[PROBLEM DETAILS] Which lines below contain the word "repetitions"? Copy each one.

------------------------------------

PR #377, opened 2022-06-16
SFM MVP

ashwinvaidya17:
# Description

The test_step in the callback still needs to be refactored but I've created this for reference.

# Link to results

https://wandb.ai/anomalib/sfm


anomalib/utils/callbacks/selective_feature_model.py
```diff
@@ -0,0 +1,148 @@
...
+            return
+
+        class_names = np.unique(self.class_labels)
+
+        results: Dict[str, list] = {}
+        for class_name in class_names:
+            results[class_name] = []
+        # sorted values and idx for entire feature set
+        max_val, max_idx = torch.sort(self.max_features, descending=True)
+        reduced_range = int(max_val.shape[1] * 0.10)
```
samet-akcay, line 119: the sfm implementation uses `feature_percentage`, but here `reduced_range` is defined by `0.10`?

anomalib/utils/callbacks/selective_feature_model.py
```diff
@@ -0,0 +1,148 @@
...
+            scores = []
+            for class_name in class_names:
+                stats = getattr(self.feature_model, class_name).cpu()
+                score = stats[1][np.isin(stats[0], feature)].sum()
+                scores.append(score)
+            scores[np.where(class_names == "good")[0][0]] = 0
+            if "combined" in class_names:
+                scores[np.where(class_names == "combined")[0][0]] = 0
+            if "thread" in class_names:
+                scores[np.where(class_names == "thread")[0][0]] = 0
```
samet-akcay, line 133: Do you know why we have this sub-category checks only for `good, thread and combined`?

anomalib/models/components/sampling/selective_feature_model.py
```diff
@@ -0,0 +1,62 @@
...
+            max_val, max_idx = torch.sort(class_max_activations, descending=True)
+            reduced_range = int(max_val.shape[1] * self.feature_percentage)
+            # indexes of top 10% FEATURES HAVING MAX VALUE
+            top_max_idx = max_idx[:, 0:reduced_range]
+            # out of sorted top 10, what features are affiliated the most
+            idx, repetitions = torch.unique(top_max_idx, return_counts=True)
+            sorted_repetition, sorted_repetition_idx = torch.sort(repetitions, descending=True)
+            sorted_idx = idx[sorted_repetition_idx]
+
+            sorted_idx_normalized = sorted_repetition / class_max_activations.shape[0]
```
djdameln, line 50: This operation is unnecessary, as we are already normalizing to the L1 norm in the next step

anomalib/data/mvtec.py
```diff
@@ -259,6 +260,7 @@ def __getitem__(self, index: int) -> Dict[str, Union[str, Tensor]]:
             label_index = self.samples.label_index[index]
 
             item["image_path"] = image_path
+            item["class"] = label
```
djdameln, line 263: Maybe instead of "class" we could call this "subclass", "anomalous_subclass", "defect_type" or something similar. This would avoid confusion.

anomalib/data/mvtec.py
```diff
@@ -296,7 +298,7 @@ def __init__(
         transform_config_train: Optional[Union[str, A.Compose]] = None,
         transform_config_val: Optional[Union[str, A.Compose]] = None,
         seed: int = 0,
-        create_validation_set: bool = False,
+        create_validation_set: bool = True,
```
djdameln, line 301: Why this?

anomalib/utils/callbacks/selective_feature_model.py
```diff
@@ -0,0 +1,148 @@
...
+            class_labels = np.hstack(list(outputs["class"]))
+
+            if self.max_features is None:
+                self.max_features = max_val_features
+                self.class_labels = class_labels
+            else:
+                self.max_features = torch.vstack([self.max_features, max_val_features])
+                self.class_labels = np.hstack([self.class_labels, class_labels])
+
+    def on_test_epoch_end(self, _trainer: Trainer, pl_module: LightningModule) -> None:
```
djdameln, line 106: I feel that the contents of this method should be part of the `SelectiveFeatureModel` class. Maybe as a `predict` method, or even better, as the `forward` method (the `fit` method would then also need to be modified of course).

djdameln (changes requested):

anomalib/data/mvtec.py
samet-akcay: maybe `anomaly_type`? I also like `defect_type`, but the content of the task may not always be defect detection.

samet-akcay: or in simple terms, just `sub_class`

PR #379, opened 2022-06-20
Visualizer refactor pt4

djdameln:
# Description

- This PR makes the visualization mode configurable between "full" and "simple".
- "full" visualization is the subplots-style visualization which we previously used for the test set visualization.
  - In segmentation tasks it shows the original image, GT (if available), predicted heatmap, predicted mask and predicted segmentations.
    
  - In classification tasks it shows the original image and the heatmap with the predicted label.
    
- "simple" visualization Only shows the predictions (no GT), and always shows a single frame only.
  - In segmentation tasks it shows both the heatmap and the segmentations, overlayed on the original image.
    
  - In classification tasks it shows the heatmap and the predicted label, overlayed on the original image.
    
- The visualization mode can be configured from `visualization.mode` in the config file, and from the `--visualization_mode` argument of the inference entrypoint script.
- Some refactoring and changes in class responsibility were needed to accommodate the configurability of the visualization mode.
  - A dataclass `ImageResult` was added, which holds all data needed to turn a set of GT items and predictions into a visualized image. This class is used to pass data around easily between different parts of the code.
  - The `Visualizer` class now contains the logic to generate visualizations (numpy images) from the GT and Predictions, depending on the task type and visualization mode. The visualizer can handle both batches and single images.
  - The `Visualizer` class no longer contains the code for showing images on the screen and saving images to the file system. It just generates and returns the images in numpy format. It is the receiver's responsibility to save or display the images.

## Known issues
- Unit tests available yet for the different visualization modes.

## Changes

## Checklist

### DIFF
--- a/anomalib/models/cflow/config.yaml
+++ b/anomalib/models/cflow/config.yaml
@@ -51,6 +51,7 @@ visualization:
   save_images: True # save images to the file system
   log_images: True # log images to the available loggers (if any)
   image_save_path: null # path to which images will be saved
+  mode: simple # options: ["full", "simple"]
 
 project:
   seed: 0
--- a/anomalib/models/padim/config.yaml
+++ b/anomalib/models/padim/config.yaml
@@ -3,7 +3,7 @@ dataset:
   format: mvtec
   path: ./datasets/MVTec
   category: bottle
-  task: segmentation
+  task: classification
   image_size: 256
   train_batch_size: 32
   test_batch_size: 32
@@ -46,6 +46,7 @@ visualization:
   save_images: True # save images to the file system
   log_images: True # log images to the available loggers (if any)
   image_save_path: null # path to which images will be saved
+  mode: simple # options: ["full", "simple"]
 
 project:
   seed: 42
--- a/anomalib/post_processing/visualizer.py
+++ b/anomalib/post_processing/visualizer.py
@@ -14,36 +14,164 @@
 # See the License for the specific language governing permissions
 # and limitations under the License.
 
-from pathlib import Path
-from typing import Dict, List, Optional
+from dataclasses import dataclass, field
+from typing import Dict, Iterator, List, Optional
 
 import cv2
 import matplotlib.figure
 import matplotlib.pyplot as plt
 import numpy as np
+from skimage.segmentation import mark_boundaries
+
+from anomalib.post_processing import (
+    add_anomalous_label,
+    add_normal_label,
+    superimpose_anomaly_map,
+)
+from anomalib.pre_processing.transforms import Denormalize
+
+
+@dataclass
+class ImageResult:
+    """Collection of data needed to visualize the predictions for an image."""
+
+    image: np.ndarray
+    pred_score: float
+    pred_label: str
+    anomaly_map: np.ndarray
+    gt_mask: Optional[np.ndarray] = None
+    pred_mask: Optional[np.ndarray] = None
+
+    heat_map: np.ndarray = field(init=False)
+    segmentations: np.ndarray = field(init=False)
+
+    def __post_init__(self):
+        """Generate heatmap overlay and segmentations, convert masks to images."""
+        self.heat_map = superimpose_anomaly_map(self.anomaly_map, self.image, normalize=False)
+        if self.pred_mask is not None:
+            self.pred_mask *= 255
+            self.segmentations = mark_boundaries(self.image, self.pred_mask, color=(1, 0, 0), mode="thick")
+        if self.gt_mask is not None:
+            self.gt_mask *= 255
 
 
 class Visualizer:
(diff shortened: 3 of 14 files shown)


anomalib/utils/callbacks/visualizer_callback.py
```diff
@@ -61,17 +57,19 @@ def __init__(
         self.save_images = save_images
         self.image_save_path = Path(image_save_path)
```
samet-akcay, line 59: maybe add value check to `task` and `mode` here as well?

anomalib/utils/callbacks/visualizer_callback.py
```diff
@@ -87,41 +85,21 @@ def _add_to_logger(
...
+    @staticmethod
+    def _show_image(title, image):
+        cv2.imshow(title, image)
+        cv2.waitKey(0)
+        cv2.destroyAllWindows()
+
+    @staticmethod
+    def _save_image(file_path, image):
+        file_path.parent.mkdir(parents=True, exist_ok=True)
+        cv2.imwrite(str(file_path), image)
```
samet-akcay, line 102: I feel like it would be better if `show_image` and `save_image` belong to `Visualizer` class

samet-akcay: The reason being that `Visualizer` already have `add_image`. It would be more logical to me if `show_image` is part of `Visualizer` object as well.

tools/inference.py
```diff
@@ -25,6 +25,13 @@ def get_args() -> Namespace:
     parser.add_argument("--config", type=Path, required=True, help="Path to a model config file")
     parser.add_argument("--weight_path", type=Path, required=True, help="Path to a model weights")
     parser.add_argument("--image_path", type=Path, required=True, help="Path to an image to infer.")
+    parser.add_argument(
+        "--visualization_mode",
+        type=str,
+        required=False,
+        default="simple",
+        help="Visualization mode. 'full' or 'simple'",
```
samet-akcay, line 33: Maybe we could add `choices=['simple', 'full']`

samet-akcay (changes requested):
Thanks a ton! Once done, it'll be a lot cleaner!

ashwinvaidya17 (approved):
Thanks for the efforts! I have nothing to add here

anomalib/models/padim/config.yaml
```diff
@@ -3,7 +3,7 @@ dataset:
   format: mvtec
   path: ./datasets/MVTec
   category: bottle
-  task: segmentation
+  task: classification
```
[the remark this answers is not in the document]
djdameln: This is a leftover from debugging

anomalib/models/cflow/config.yaml
```diff
@@ -51,6 +51,7 @@ visualization:
   save_images: True # save images to the file system
   log_images: True # log images to the available loggers (if any)
   image_save_path: null # path to which images will be saved
+  mode: simple # options: ["full", "simple"]
```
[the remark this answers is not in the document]
djdameln: Hmm no this is by mistake. I'll change it to "full"

anomalib/utils/callbacks/visualizer_callback.py
djdameln: I've added the checks, but it clutters the classes a bit. Maybe we can switch to using enums for selectable parameters in the future.

samet-akcay: enums would be good to avoid such cases. Their disadvantage, though, is it couples the code a bit.

anomalib/post_processing/visualizer.py
```diff
@@ -14,36 +14,193 @@
...
+    gt_mask: Optional[np.ndarray] = None
+    pred_mask: Optional[np.ndarray] = None
+
+    heat_map: np.ndarray = field(init=False)
+    segmentations: np.ndarray = field(init=False)
+
+    def __post_init__(self):
+        """Generate heatmap overlay and segmentations, convert masks to images."""
+        self.heat_map = superimpose_anomaly_map(self.anomaly_map, self.image, normalize=False)
+        if self.pred_mask is not None and not np.max(self.pred_mask) == 255:
```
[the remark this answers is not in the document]
djdameln: I'll change the check to `max(pred_mask) <= 1`. In any case it is unlikely that the image is in the [0, 255] range, because the predicted mask is the result of the thresholding mechanism applied to the anomaly maps.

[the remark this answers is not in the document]
samet-akcay: sure, that makes sense. I was just thinking that in case it's used as an API inside or outside anomalib.

samet-akcay (approved):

------------------------------------

[REPLY TO THE EXERCISE]
+            idx, repetitions = torch.unique(top_max_idx, return_counts=True)
+            sorted_repetition, sorted_repetition_idx = torch.sort(repetitions, descending=True)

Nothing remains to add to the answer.